Sunday, November 20, 2011

Twice Baked Mashed Potatoes

This was the winner of last weeks poll and I was really excited to try it! I LOVE mashed potatoes they always have a comfort feeling for me. These are LOADED w/ flavor! I don't think I'll ever make boring regular mashed taters again! However, I don't think I made enough potatoes, once I added in the sour cream they became almost soupy. I would recommend adding the sour cream in a little at a time to make sure it doesn't get this way. Even soupy looking they tasted amazing!

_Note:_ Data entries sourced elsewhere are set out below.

PR #137, opened 2017-05-20
Add asciidoc-admonition-icons GitBook plugin.

msavy:
I recently wrote a plugin that reintroduces the missing font icons for AsciiDoc admonition blocks. I made some enhancements a few days ago to support GitBook 2.x.x.

Please have a play around and see what you think :-). A bunch of customisations are available if you're so inclined: https://github.com/msavy/gitbook-plugin-asciidoc-admonition-icons#configuration

LMK if I should apply it to any other branches.

Here are some screenshots:

image

image

image

### DIFF
--- a/book.json
+++ b/book.json
@@ -7,7 +7,8 @@
     "toggle-chapters",
     "ungrey",
     "splitter",
-    "ga"
+    "ga",
+    "asciidoc-admonition-icons"
   ],
   "pluginsConfig": {
     "ga": {
--- a/server_development/book.json
+++ b/server_development/book.json
@@ -6,7 +6,8 @@
   "plugins": [
     "toggle-chapters",
     "ungrey",
-    "splitter"
+    "splitter",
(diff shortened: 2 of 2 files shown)


stianst:
Thanks @msavy we're actually thinking about ditching Gitbook though and go full asciidoctor. If we don't do that and stick with Gitbook I'll merge this.

msavy:
I just moved apiman over to GitBook; took me an age. Maybe I should have
gone with vanilla asciidoctor 😨..!

stianst:
The problem we're facing is that we have to run a Python script to convert "gitbook friendly ascii" to RH tools friendly product docs. That's the main reason we're doing the change.

My plan is asciidoctor via a Maven plugin and then use Travis CI to publish to Github pages automatically.

stianst:
Closing this as we've decided to go with asciidoctor instead of Gitbook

  • 2 1/2 lbs medium potatoes, peeled 
  • 1 cup (8 oz) sour cream
  • 1/4 cup milk
  • 2 tbsp butter, melted
  • 1 1/2 cups (6 oz) shredded cheddar cheese, divided
  • 1/2 cup chopped onion
  • 5 bacon strips, cooked and crumbled (I used 2/3 cup of REAL bacon bits)
  • 1/2 tsp salt
  • 1/8 tsp pepper

Place potatoes in a large saucepan and cover w/ water. Bring to a boil. Reduce heat; cover and cook for 15 to 20 minutes or until tender. Drain.

In a large bowl, mash potatoes. Add the sour cream (I recommend adding a little at a time to insure they don't come out too soupy), milk, butter and 1 cup cheese. Stir in the onion, bacon, salt and pepper. Spoon into a greased 2-qt baking dish. Sprinkle w/ remaining cheese (I used more).

Bake, uncovered at 350 for 30-35 minutes or until headed through.